Son birkaç aydır hastalıklar ve olumsuz hava koşulları nedeniyle köye ve arazimize hiç uğrama şansımız olmadı. Duvar işimiz az kaldı. Bahara kovanları arılıklara yerleştireceğimiz için hazırlıkları mart sonuna kadar bitirmemiz gerekir.

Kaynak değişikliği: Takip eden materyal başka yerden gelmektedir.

PR #366, opened 2025-06-24
Stargate V2 bridge integration

e1Ru1o:
- for bridging ERC20, `token` can be taken from the pool, but after experimenting passing it as calldata is more gas efficient


src/bridge/BridgeSettlerBase.sol
```diff
@@ -110,6 +111,12 @@ abstract contract BridgeSettlerBase is Basic, Relay, Mayan, Across {
         } else if (action == uint32(IBridgeSettlerActions.BRIDGE_NATIVE_TO_ACROSS.selector)) {
             (address spoke, bytes memory depositData) = abi.decode(data, (address, bytes));
             bridgeNativeToAcross(spoke, depositData);
+        } else if (action == uint32(IBridgeSettlerActions.BRIDGE_ERC20_TO_STARGATE_V2.selector)) {
+            (address token, address pool, bytes memory sendData) = abi.decode(data, (address, address, bytes));
+            bridgeERC20ToStargateV2(IERC20(token), pool, sendData);
```
duncancmt:
```suggestion
            (IERC20 token, address pool, bytes memory sendData) = abi.decode(data, (IERC20, address, bytes));
            bridgeERC20ToStargateV2(token, pool, sendData);
```

test/integration/StargateV2.t.sol
```diff
@@ -0,0 +1,188 @@
...
+}
+
+contract StargateV2Test is BridgeSettlerIntegrationTest {
+    address pool;
+
+    receive() external payable {}
+
+    function _prepareSendToken(uint256 amount) internal returns (
+        IStargateV2.SendParam memory sendParam, 
+        IStargateV2.MessagingFee memory messagingFee,
```
duncancmt, line 65: It's generally a bad idea to return structs from functions. `solc` produces hideously inefficient code. It's much better to allocate the struct in the calling function and then mutate it in the helper function.

Of course, this is test code, so it doesn't really matter. You don't need to fix this. I'm adding this note here so that you know for the future.

e1Ru1o:
Running fmt in #367 to minimize the merge conflicts

PR #367, opened 2025-06-26
Bridges review / Improvements

e1Ru1o:


src/core/Mayan.sol
```diff
@@ -7,65 +7,64 @@ import {SafeTransferLib} from "../vendor/SafeTransferLib.sol";
 contract Mayan {
     using SafeTransferLib for IERC20;
 
-    function bridgeERC20ToMayan(IERC20 token, address forwarder, address mayanProtocol, bytes memory protocolData) internal {
+    function bridgeERC20ToMayan(address forwarder, bytes memory protocolAndData) internal {
+        IERC20 token;
+        assembly ("memory-safe") {
+            // protocolData is abi.encode(mayanProtocol, protocolData)
+            // and protocolData is (4 bytes selector, 32 bytes token, 32 bytes amount, ...anything else)
+            // then, token is at 0x84
```
duncancmt: What's the impact of this assumption being incorrect? Do we need to check for dirty bits?

duncancmt (commented):
What prompted these changes? Is there a failing test or PR in the internal repo that I can refer to?

src/core/Mayan.sol
```diff
@@ -7,65 +7,64 @@ import {SafeTransferLib} from "../vendor/SafeTransferLib.sol";
...
         assembly ("memory-safe") {
             let ptr := mload(0x40)
             
-            let size := mload(protocolData)
-            mcopy(add(0x134, ptr), protocolData, add(0x20, size))
-            mstore(add(0x114, ptr), 0x120)
-            mstore(add(0xf4, ptr), and(0xffffffffffffffffffffffffffffffffffffffff, mayanProtocol))
+            let size := mload(protocolAndData)
+            mstore(add(0x14, ptr), token)
+            // selector for `forwardERC20(address,uint256,(uint256,uint256,uint8,bytes32,bytes32),address,bytes)` with `token` padding
```
duncancmt, line 26: I'm a little confused how this struct in the middle is constructed. Is this the Permit data that is ignored?

e1Ru1o: Yes it is the permit data that is ignored

src/core/Mayan.sol
e1Ru1o: If it is not correct data is malformed and the underlying call is not going to work. `abi.encode(mayanProtocol, protocolData)` is the data (or part of it) needed in the function in the forwarder and we are passing it as it is. If there are dirty bits it is going to give an error down the line

PR #370, opened 2025-07-07
Deploy to HyperEVM

duncancmt:


src/chains/HyperEvm/Common.sol
```diff
@@ -0,0 +1,68 @@
...
+        override(/* SettlerAbstract, */ SettlerBase)
+        DANGEROUS_freeMemory
+        returns (bool)
+    {
+        if (super._dispatch(i, action, data)) {
+            return true;
+        } else {
+            return false;
+        }
+        return true;
```
e1Ru1o, line 43: I was about to ask why is this like that but guess it is just the template

e1Ru1o: Any plans of protocols to add here?

duncancmt: Yeah, it's just the template. There will be more things added as more protocols pop up. But right now, all the top DEX protocols I could find were just UniV3 forks, which are listed below

duncancmt:
merged

PR #372, opened 2025-07-21
EulerSwap solvency check

e1Ru1o:


src/core/EulerSwap.sol
```diff
@@ -593,3 +694,164 @@ abstract contract EulerSwap is SettlerAbstract {
...
+
+                if(zeroForOne) {
+                    newReserve0 += amount;
+                    newReserve1 -= amountOut;
+                } else {
+                    newReserve0 -= amountOut;
+                    newReserve1 += amount;
+                }
+
+                if(!CurveLib.verify(
```
duncancmt: Assuming that `findCurvePoint` is implemented correctly (which we can reasonably assume), then the only way for `verify` to fail is if a reserve goes over `type(uint112).max`. That's a much simpler check than this

src/core/EulerSwap.sol
```diff
@@ -593,3 +694,164 @@ abstract contract EulerSwap is SettlerAbstract {
...
+            }
+            
+            uint256 debt;
+            uint256 newDebt;
+            uint256 soldCollateral;
+            uint256 newCollateral;
+
+            // compute new debt in buyVault
+            {
+                uint256 collateralBalance = buyVault.fastBalanceOf(account);
```
duncancmt: This is not correct. `collateralBalance` is shares and `amountOut` is assets. You have to convert.

src/core/EulerSwap.sol
```diff
@@ -51,13 +51,50 @@ library FastEvc {
...
             }
             authorized := mload(0x00)
             mstore(0x40, ptr)
         }
     }
+
+    function fastGetCollaterals(IEVC evc, address account) internal view returns (address[] memory collaterals) {
+        assembly ("memory-safe") {
+            mstore(0x14, account)
+            mstore(0x00, 0xa4d25d1e000000000000000000000000) // selector for `getCollaterals(address)` with `evc`'s padding
```
duncancmt:
```suggestion
            mstore(0x00, 0xa4d25d1e000000000000000000000000) // selector for `getCollaterals(address)` with `account`'s padding
```

src/core/EulerSwap.sol
```diff
@@ -51,13 +51,50 @@ library FastEvc {
...
+            collaterals := mload(0x40)
+            returndatacopy(collaterals, 0x20, size)
+            mstore(0x40, add(collaterals, size))
+        }
+    }
+
+    function fastGetControllers(IEVC evc, address account) internal view returns (address[] memory controllers) {
+        assembly ("memory-safe") {
+            mstore(0x14, account)
+            mstore(0x00, 0xfd6046d7000000000000000000000000) // selector for `getControllers(address)` with `evc`'s padding
```
duncancmt:
```suggestion
            mstore(0x00, 0xfd6046d7000000000000000000000000) // selector for `getControllers(address)` with `account`'s padding
```

src/core/EulerSwap.sol
```diff
@@ -51,13 +51,50 @@ library FastEvc {
...
+            if iszero(staticcall(gas(), evc, 0x10, 0x24, 0x00, 0x00)) {
+                let ptr := mload(0x40)
+                returndatacopy(ptr, 0x00, returndatasize())
+                revert(ptr, returndatasize())
+            }
+
+            let size := sub(returndatasize(), 0x20)
+            collaterals := mload(0x40)
+            returndatacopy(collaterals, 0x20, size)
+            mstore(0x40, add(collaterals, size))
```
duncancmt, line 77: :+1:

src/core/EulerSwap.sol
```diff
@@ -78,6 +115,26 @@ interface IOracle {
     // for computing collateral value, use `bidOutAmount`
 }
 
+library FastOracle {
+    function fastGetQuote(IOracle oracle, uint256 inAmount, IERC20 base, IERC20 quote) internal view returns (uint256 bidOutAmount, uint256 askOutAmount) {
```
duncancmt:
```suggestion
    function fastGetQuotes(IOracle oracle, uint256 inAmount, IERC20 base, IERC20 quote) internal view returns (uint256 bidOutAmount, uint256 askOutAmount) {
```

src/core/EulerSwap.sol
```diff
@@ -78,6 +115,26 @@ interface IOracle {
...
+        assembly ("memory-safe") {
+            let ptr := mload(0x40)
+
+            mstore(ptr, 0x0579e61f) // selector for `getQuotes(uint256,address,address)`
+            mstore(add(0x20, ptr), inAmount)
+            mstore(add(0x40, ptr), and(0xffffffffffffffffffffffffffffffffffffffff, base))
+            mstore(add(0x60, ptr), and(0xffffffffffffffffffffffffffffffffffffffff, quote))
```
duncancmt: it is allowed to clobber the word beginning at `0x60`, as long as you restore it to `0x00` at the end of the assembly block. the first memory byte that is reserved is `0x80`

src/core/EulerSwap.sol
```diff
@@ -78,6 +115,26 @@ interface IOracle {
...
+            if iszero(staticcall(gas(), oracle, add(0x1c, ptr), 0x64, 0x00, 0x40)) {
+                let ptr_ := mload(0x40)
+                returndatacopy(ptr_, 0x00, returndatasize())
+                revert(ptr_, returndatasize())
+            }
+            bidOutAmount := mload(0x00)
+            askOutAmount := mload(0x20)
```
duncancmt, line 138: What's the reasoning behind omitting the returndata size check here, while including it for the `FastEvault` methods?

src/core/EulerSwap.sol
```diff
@@ -592,4 +623,195 @@ abstract contract EulerSwap is SettlerAbstract {
...
+    ) internal view returns (bool) {
+        address[] memory collaterals = evc.fastGetCollaterals(account);
+        IEVault debtVault;
+        uint256 debt;
+
+        {
+            address[] memory controllers = evc.fastGetControllers(account);
+
+            if(controllers.length > 1) return false;
+            if(controllers.length == 1) {
```
duncancmt: Please run `forge fmt -- src/core/EulerSwap.sol`

src/core/EulerSwap.sol
```diff
@@ -592,4 +623,195 @@ abstract contract EulerSwap is SettlerAbstract {
...
+                debtVault = IEVault(controllers[0]);
```
duncancmt: Indexing an array generates bloated/inefficient code. Consider:
```suggestion
                assembly ("memory-safe") {
                    debtVault := mload(add(0x20, controllers))
                }
```

src/core/EulerSwap.sol
```diff
@@ -592,4 +623,195 @@ abstract contract EulerSwap is SettlerAbstract {
...
+        
+        uint256 newDebt;
+        uint256 soldCollateral;
+        uint256 newCollateral;
+
+        // compute new debt in buyVault
+        {
+            uint256 collateralBalance = buyVault.fastBalanceOf(account);
+            if(collateralBalance < amountOut) {
+                newDebt = amountOut - collateralBalance;
```
duncancmt: is it possible for this to underflow? also I think these are incompatible units. `amountOut` is in underlying, while `collateralBalance` is in vault shares

src/core/EulerSwap.sol
```diff
@@ -592,4 +623,195 @@ abstract contract EulerSwap is SettlerAbstract {
...
+            }
+        }
+
+        // check sellVault debt
+        if(debtVault == sellVault) {
+            // debt repayment
+            if(amountIn < debt) {
+                // collateral in buyVault must be able to cover the amountOut
+                // to ensure there is only one controller at the end
+                if(newDebt != 0) return false;
```
duncancmt: Under what scenario can this conditional fail? Are there realistic conditions that could cause this?

src/core/EulerSwap.sol
```diff
@@ -592,4 +623,195 @@ abstract contract EulerSwap is SettlerAbstract {
...
+                debt -= amountIn;
+            }
+            else {
+                newCollateral = amountIn - debt;
```
duncancmt: again, when can these underflow?

src/core/EulerSwap.sol
```diff
@@ -592,4 +623,195 @@ abstract contract EulerSwap is SettlerAbstract {
...
+                debt = 0; // debt was repaid
+            }
+        } else {
+            newCollateral = amountIn;
+        }
+
+        // if there is new debt in buyVault, check that the controller is buyVault
+        // or debt was repaid to ensure there is only one controller at the end
+        if(newDebt != 0) {
+            if(debt != 0 && debtVault != buyVault) return false;
```
duncancmt: is this redundant with the earlier conditional I commented on?

src/core/EulerSwap.sol
```diff
@@ -592,4 +623,195 @@ abstract contract EulerSwap is SettlerAbstract {
...
+            if(soldCollateral != 0) {
+                // adjust inequality to avoid substraction
+                // collateral + newCollateral - soldCollateral >= debt
+                // is changed to 
+                // collateral + newCollateral >= debt + soldCollateral
+                if(buyVault == debtVault) {
+                    debt += soldCollateral * 1e4;
+                } else {
+                    (uint256 value,) = oracle.fastGetQuote(soldCollateral, buyVault.fastAsset(), unitOfAccount);
+                    debt += (value * debtVault.fastLTVBorrow(buyVault));
```
duncancmt: Debt is not LTV-adjusted. Only collateral has LTV

src/core/EulerSwap.sol
```diff
@@ -592,4 +623,195 @@ abstract contract EulerSwap is SettlerAbstract {
...
+                }
+            }
+            uint256 collateral;
+            if(newCollateral != 0) {
+                if(sellVault == debtVault) {
+                    collateral = newCollateral * 1e4;
```
duncancmt: you've lost me here. what is this doing?

src/core/EulerSwap.sol
```diff
@@ -592,4 +623,195 @@ abstract contract EulerSwap is SettlerAbstract {
...
+                } else {
+                    (uint256 value,) = oracle.fastGetQuote(newCollateral, sellVault.fastAsset(), unitOfAccount);
+                    collateral = (value * debtVault.fastLTVBorrow(sellVault));
+                }
+            }
+            for(uint256 i = 0; i < collaterals.length; i++) {
+                IEVault collateralVault = IEVault(collaterals[i]);
+                (uint256 value,) = oracle.fastGetQuote(collateralVault.fastBalanceOf(account), collateralVault.fastAsset(), unitOfAccount);
```
duncancmt: You're mixing shares and underlying again here

src/core/EulerSwap.sol
```diff
@@ -592,4 +623,195 @@ abstract contract EulerSwap is SettlerAbstract {
...
+        (uint256 inLimit,) = EulerSwapLib.calcLimits(_EVC(), pool, zeroForOne, p, reserve0, reserve1);
+
+        uint256 sellAmount;
+        if (bps != 0) {
+            unchecked {
+                sellAmount = sellToken.fastBalanceOf(address(this)) * bps / BASIS;
+            }
+            // TODO: Comment for what happens with excess here.
+            // 1. Excess is absorbed by other sources
+            // 2. Ultimatelly donated as fee, which might result in a slippage revert? Double check.
```
duncancmt: please resolve TODO

src/core/EulerSwap.sol
e1Ru1o: Debt is in sell vault, buy vault is in the collaterals but running low because most of the debt is covered by other collaterals. If you try to deposit something less than the debt that consumes all the collateral in buy vault you are going to end up with two controllers. I don't see why that is not a valid case 🤔

src/core/EulerSwap.sol
e1Ru1o: If I provide both assets of the pool I understand I can borrow something else which might lead to a scenario were I ran out of collateral in one of the assets generating a new controller which is not allowed. If borrowing something else is not possible then you are right

src/core/EulerSwap.sol
duncancmt: I think the only way it's possible to achieve this is the following scenario: tokenA is in `vault0`, tokenB is in `vault1`, the pool is collateralized by tokenC (which may the same as tokenA or tokenB). After some trading has happened, the pool has incurred a debt in tokenA and credit in tokenB (`vault0` is the controller; `vault1` is enabled collateral). Then the account withdraws some of the credit in tokenB (either redeems or moves away some of the `vault1` shares). Now, when the pool gets back to equilibrium, both `vault0` and `vault1` will have debt and there will be 2 controllers when the EVC attempts to release its locks.

So yes, I agree that this is a condition that should be checked for and should throw an error. Can you make this comment explicit? Maybe annotate each of the variables with their semantics and try to give them consistent, evocative names so that it's clear what's going on?

src/core/EulerSwap.sol
duncancmt: I see. This is a possible scenario. It's definitely an invalid configuration that we should detect. Please make it explicit in the comments that this is what you're checking for.

src/core/EulerSwap.sol
e1Ru1o: Honestly I think that explaining all of that in the comment might be too much. The existing comment is true no matter the underlying case. If it is a valid check, the current comment should be enough as it is just focusing on the violation that needs to be avoided.

src/core/EulerSwap.sol
e1Ru1o: Same as in the other case applies here. This comment will be simpler but mentioning a possible scenario should not be needed as again the current comment is focusing on the controllers

src/core/EulerSwap.sol
duncancmt: There's no such thing as too much comments. Honestly, a good amount of comments in math-heavy code like this is probably 1:1 with code. Giving excessive amounts of context is probably a good thing because the next person to read this code will have much less context than we do.

src/core/EulerSwap.sol
duncancmt: Please add more comments. Having lots and lots of comments is a virtue, not a sin.

src/core/EulerSwap.sol
```diff
@@ -686,72 +739,82 @@ library EulerSwapLib {
...
+        // We now know the post-swap state of the pool. Adjust collateral for LTV and convert both
+        // collateral and debt into the unit of account for solvency.
         if (debt != 0) {
             IOracle oracle = debtVault.fastOracle();
             IERC20 unitOfAccount = debtVault.fastUnitOfAccount();
 
             (, debt) = oracle.fastGetQuotes(debt, debtVault.fastAsset(), unitOfAccount);
-            // multiply by 1e4 to avoid divisions when adjusting LTVBorrow bps of collaterals.
-            // All amounts in EulerSwap are lower than uint112 so there should not be overflow errors.
+            // Debt is not LTV adjusted. LTV is in basis points. By multiplying the debt bt 10_000,
```
e1Ru1o: typo, `bt 10_000`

Geçtiğimiz günlerde epey kar ve yağmur yağdı. En çok merak ettiğimiz şeylerden birisi de göletin suyla dolup dolmadığıydı son gidişlerimizde az yağış olmuş ve dibinde çok az su tutmuştu. Mehmet arkadaşımız yılbaşından önce bir vakit bulup araziye gitmiş ve çekip gönderdiği fotoğrafları görünce şaşırdık çünkü gölet tamamen suyla dolmuş. Bu kadar erken dolacağını hiç beklemiyorduk. Taban yoğun kil olduğu için tabandan sızdırma yapacağını düşünmüyoruz ( tabi yine de hiç belli olmaz :) ) ama yazın sıcaklarında buharlaşma yoluyla su kaybı olabilir. Sıcak havalarda suyun ne kadar dayanacağını göreceğiz.

15 Ocak'ta arazi ziyaretinde göletin hala dolu olduğunu, yüzeyinin buz tuttuğunu gördük.